▶ **Goal of the exercise**: Count the lines of the records below that hold the word "molpopgen", and give only the number.

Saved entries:
◇ ◇ ◇ ◇
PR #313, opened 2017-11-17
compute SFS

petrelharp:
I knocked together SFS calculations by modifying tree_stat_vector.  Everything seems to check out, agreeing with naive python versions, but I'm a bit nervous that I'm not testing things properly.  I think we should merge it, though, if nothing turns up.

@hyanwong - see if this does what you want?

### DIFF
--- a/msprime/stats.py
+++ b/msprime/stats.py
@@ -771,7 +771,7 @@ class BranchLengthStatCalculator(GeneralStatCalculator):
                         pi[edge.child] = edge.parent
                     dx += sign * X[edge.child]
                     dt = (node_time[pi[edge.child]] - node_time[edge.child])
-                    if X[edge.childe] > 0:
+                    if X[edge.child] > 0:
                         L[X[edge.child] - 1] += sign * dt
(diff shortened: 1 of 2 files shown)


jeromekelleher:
◇ ◇ ◇ ◇
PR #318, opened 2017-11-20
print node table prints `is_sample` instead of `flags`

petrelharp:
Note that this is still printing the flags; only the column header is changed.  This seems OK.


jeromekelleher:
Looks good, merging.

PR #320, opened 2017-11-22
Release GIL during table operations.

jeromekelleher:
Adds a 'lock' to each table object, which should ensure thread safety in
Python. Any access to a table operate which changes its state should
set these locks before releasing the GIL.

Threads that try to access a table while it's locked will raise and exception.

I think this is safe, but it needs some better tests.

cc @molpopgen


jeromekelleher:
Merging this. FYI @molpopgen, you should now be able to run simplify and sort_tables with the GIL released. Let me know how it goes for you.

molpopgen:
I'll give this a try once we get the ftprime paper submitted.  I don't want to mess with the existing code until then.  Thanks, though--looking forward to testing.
◇ ◇ ◇ ◇
▶ **Written answer**: 3